--- RECORDS TO PROCESS Enclosed Below ---

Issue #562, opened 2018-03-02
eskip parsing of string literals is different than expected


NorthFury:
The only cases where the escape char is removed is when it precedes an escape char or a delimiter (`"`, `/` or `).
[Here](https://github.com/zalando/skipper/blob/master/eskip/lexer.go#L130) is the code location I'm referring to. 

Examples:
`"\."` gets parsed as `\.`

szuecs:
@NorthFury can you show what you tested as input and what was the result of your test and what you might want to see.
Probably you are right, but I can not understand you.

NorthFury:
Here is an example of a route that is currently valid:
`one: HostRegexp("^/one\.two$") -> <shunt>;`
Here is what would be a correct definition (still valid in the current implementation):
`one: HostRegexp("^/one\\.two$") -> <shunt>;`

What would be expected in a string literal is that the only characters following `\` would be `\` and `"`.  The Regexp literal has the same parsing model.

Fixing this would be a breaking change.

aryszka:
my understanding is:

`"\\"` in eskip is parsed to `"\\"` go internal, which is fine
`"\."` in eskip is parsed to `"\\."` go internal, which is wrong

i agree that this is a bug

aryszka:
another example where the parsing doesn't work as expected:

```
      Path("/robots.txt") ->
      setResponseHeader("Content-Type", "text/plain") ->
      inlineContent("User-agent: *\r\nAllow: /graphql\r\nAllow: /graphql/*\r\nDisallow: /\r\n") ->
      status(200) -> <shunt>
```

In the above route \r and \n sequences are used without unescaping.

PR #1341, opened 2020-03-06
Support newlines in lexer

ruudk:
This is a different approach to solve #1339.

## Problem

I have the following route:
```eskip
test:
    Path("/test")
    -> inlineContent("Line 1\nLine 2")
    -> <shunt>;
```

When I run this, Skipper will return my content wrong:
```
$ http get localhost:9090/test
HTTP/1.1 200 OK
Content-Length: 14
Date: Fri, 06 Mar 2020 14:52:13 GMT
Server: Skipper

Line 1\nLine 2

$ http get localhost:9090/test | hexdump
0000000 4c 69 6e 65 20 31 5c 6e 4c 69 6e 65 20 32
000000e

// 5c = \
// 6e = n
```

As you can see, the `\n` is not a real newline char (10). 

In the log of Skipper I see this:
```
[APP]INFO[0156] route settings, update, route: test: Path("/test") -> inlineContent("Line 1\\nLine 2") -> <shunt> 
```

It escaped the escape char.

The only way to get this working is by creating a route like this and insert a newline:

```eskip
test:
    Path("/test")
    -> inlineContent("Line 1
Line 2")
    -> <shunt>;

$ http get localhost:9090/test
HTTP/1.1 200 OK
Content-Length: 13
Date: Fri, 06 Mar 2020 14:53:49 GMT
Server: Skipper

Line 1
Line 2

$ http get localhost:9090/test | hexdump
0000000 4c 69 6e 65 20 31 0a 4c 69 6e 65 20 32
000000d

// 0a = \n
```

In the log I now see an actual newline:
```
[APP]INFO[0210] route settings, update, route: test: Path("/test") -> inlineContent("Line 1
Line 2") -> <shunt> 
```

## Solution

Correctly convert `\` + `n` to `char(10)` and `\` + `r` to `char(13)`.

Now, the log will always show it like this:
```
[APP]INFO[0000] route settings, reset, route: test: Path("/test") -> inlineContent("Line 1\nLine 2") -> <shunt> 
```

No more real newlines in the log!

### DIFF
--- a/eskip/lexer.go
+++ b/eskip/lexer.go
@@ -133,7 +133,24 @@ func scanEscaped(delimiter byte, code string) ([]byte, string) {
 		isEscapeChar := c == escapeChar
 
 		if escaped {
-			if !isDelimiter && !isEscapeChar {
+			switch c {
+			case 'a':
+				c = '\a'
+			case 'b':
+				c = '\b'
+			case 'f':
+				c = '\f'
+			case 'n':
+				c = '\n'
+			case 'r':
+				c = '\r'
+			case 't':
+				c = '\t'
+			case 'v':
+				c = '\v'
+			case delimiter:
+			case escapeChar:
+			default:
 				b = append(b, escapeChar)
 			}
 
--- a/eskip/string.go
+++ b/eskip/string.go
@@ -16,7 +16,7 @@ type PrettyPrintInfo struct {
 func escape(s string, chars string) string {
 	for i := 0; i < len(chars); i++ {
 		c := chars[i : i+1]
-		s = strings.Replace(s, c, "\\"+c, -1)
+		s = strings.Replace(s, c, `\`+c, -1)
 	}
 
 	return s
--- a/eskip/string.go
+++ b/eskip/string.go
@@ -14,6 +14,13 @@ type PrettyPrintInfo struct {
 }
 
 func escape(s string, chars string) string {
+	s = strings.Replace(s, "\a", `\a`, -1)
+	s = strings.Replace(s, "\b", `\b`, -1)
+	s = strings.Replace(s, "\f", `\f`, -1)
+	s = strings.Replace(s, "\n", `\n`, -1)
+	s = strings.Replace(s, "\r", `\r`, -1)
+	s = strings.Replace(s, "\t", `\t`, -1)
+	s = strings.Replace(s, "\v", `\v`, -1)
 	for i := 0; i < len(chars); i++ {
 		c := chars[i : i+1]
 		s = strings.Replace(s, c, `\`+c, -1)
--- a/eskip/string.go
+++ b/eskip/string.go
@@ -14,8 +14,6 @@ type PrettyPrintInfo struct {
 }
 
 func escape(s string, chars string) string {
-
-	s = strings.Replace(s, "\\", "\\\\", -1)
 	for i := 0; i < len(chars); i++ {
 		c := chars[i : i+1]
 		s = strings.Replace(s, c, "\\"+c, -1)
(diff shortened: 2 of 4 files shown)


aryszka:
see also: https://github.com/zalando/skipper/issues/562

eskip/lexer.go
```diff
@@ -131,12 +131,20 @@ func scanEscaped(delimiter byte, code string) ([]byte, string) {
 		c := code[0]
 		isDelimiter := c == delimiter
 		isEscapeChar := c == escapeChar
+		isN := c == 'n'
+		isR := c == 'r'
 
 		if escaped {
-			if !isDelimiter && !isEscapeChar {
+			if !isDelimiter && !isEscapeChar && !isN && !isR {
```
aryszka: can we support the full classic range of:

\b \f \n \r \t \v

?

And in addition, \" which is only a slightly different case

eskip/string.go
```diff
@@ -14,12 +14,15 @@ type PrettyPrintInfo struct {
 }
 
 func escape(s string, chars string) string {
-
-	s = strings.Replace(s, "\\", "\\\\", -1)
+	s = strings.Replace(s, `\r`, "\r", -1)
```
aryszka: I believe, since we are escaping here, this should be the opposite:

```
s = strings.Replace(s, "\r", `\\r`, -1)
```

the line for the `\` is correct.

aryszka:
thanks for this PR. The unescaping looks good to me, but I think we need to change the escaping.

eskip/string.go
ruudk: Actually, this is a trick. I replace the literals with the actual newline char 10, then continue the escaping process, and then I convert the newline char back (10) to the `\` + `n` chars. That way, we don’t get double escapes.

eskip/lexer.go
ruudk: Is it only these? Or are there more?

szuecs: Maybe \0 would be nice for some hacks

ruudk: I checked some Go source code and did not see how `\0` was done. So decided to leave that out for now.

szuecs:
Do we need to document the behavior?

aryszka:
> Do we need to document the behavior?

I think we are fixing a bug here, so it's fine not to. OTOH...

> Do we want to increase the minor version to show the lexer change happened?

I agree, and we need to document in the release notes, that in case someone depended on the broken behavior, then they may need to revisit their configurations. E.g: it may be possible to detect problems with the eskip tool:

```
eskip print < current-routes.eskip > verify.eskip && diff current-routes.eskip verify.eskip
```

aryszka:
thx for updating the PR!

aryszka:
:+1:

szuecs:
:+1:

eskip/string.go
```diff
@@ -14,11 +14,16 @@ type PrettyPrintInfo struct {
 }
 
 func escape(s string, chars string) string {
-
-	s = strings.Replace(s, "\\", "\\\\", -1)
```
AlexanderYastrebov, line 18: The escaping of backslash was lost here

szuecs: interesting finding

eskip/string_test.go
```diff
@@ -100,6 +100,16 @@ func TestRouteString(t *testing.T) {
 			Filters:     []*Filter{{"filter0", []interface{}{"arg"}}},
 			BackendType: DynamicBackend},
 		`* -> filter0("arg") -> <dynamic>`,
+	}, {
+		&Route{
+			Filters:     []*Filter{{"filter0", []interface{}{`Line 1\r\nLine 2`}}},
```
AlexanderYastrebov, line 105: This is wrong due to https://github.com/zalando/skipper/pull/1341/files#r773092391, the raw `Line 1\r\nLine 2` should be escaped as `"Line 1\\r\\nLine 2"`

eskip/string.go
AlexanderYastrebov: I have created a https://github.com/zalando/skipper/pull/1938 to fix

--- End of Enclosed RECORDS TO PROCESS ---
--- RECORDS TO PROCESS Enclosed Below ---

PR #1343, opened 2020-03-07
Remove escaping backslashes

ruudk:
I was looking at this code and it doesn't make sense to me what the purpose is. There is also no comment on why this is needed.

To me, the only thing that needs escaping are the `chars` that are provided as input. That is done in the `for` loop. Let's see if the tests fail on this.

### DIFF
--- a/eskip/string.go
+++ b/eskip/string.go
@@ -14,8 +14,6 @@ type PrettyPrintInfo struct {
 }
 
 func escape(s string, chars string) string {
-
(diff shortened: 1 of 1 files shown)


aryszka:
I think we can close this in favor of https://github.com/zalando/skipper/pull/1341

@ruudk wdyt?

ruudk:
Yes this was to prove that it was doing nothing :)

--- End of Enclosed RECORDS TO PROCESS ---

» WHAT TO PRODUCE: Going through the data above, state how many lines include the word "HostRegexp"; only that number is needed.

» RESULT BELOW: 2